The init() Call Does the Actual Construction

init(&barA, blockDim.x);  // THIS is where the constructor finally runs

Inside init(), placement new calls the constructor:

new (&barA) barrier(blockDim.x);  // Constructor runs HERE

Timeline

  1. Kernel Launch: __shared__ barrier barA;

    • ✅ Memory allocated in shared memory
    • ❌ Constructor NOT called
    • ❌ Object NOT initialized
    • 💀 Contains garbage data
  2. Manual Init: init(&barA, blockDim.x);

    • ✅ Constructor finally called via placement new
    • ✅ Object properly initialized
    • ✅ Safe to use

Why This Matters

If you tried to use barA before calling init():

__shared__ barrier barA;  // Just allocation

// DON'T DO THIS - undefined behavior!
auto token = barA.arrive();  // 💥 Crash!
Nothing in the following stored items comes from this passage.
PR #83, opened 2018-07-10
System.IO.Compression.GZipStream wrapper

niku-live:
Inspired by MemoryStream wrapper. There are cases when you need to compress / decompress GZip stream and having this kind of wrapper solves many problems.

### DIFF
--- a/BaseApp/COD50006.txt
+++ b/BaseApp/COD50006.txt
@@ -1,0 +1,126 @@
+OBJECT Codeunit 50006 DotNet_GzipStream
+{
+  OBJECT-PROPERTIES
+  {
+    Date=18-07-10;
+    Time=21:23:58;
+    Modified=Yes;
+    Version List=;
+  }
+  PROPERTIES
+  {
+    OnRun=BEGIN
+          END;
+
+  }
+  CODE
+  {
+    VAR
+      DotNetGZipStream@17024400 : DotNet "'System, Version=4.0.0.0, Culture=neutral, PublicKeyToken=b77a5c561934e089'.System.IO.Compression.GZipStream";
+      TextErrorReadNotSupported@17024401 : TextConst 'ENU=Stream cannot be read from';
+      TextErrorWriteNotSupported@17024402 : TextConst 'ENU=Stream cannot be written to';
+
+    [External]
+    PROCEDURE InitGzipStreamFromTempBlob@17024400(VAR TempBlob@1000 : Record 99008535;CompressMode@17024401 : Boolean);
+    VAR
+      BaseInStream@17024400 : InStream;
+      BaseOutStream@17024402 : OutStream;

Object not initialized

You must call init() first:

__shared__ barrier barA;  // Allocation only

if (threadIdx.x == 0) {
    init(&barA, blockDim.x);  // Actual initialization
}
__syncthreads();

// NOW it's safe to use
auto token = barA.arrive();  // ✅ Works correctly

So __shared__ declarations are pure memory allocation with zero initialization in CUDA!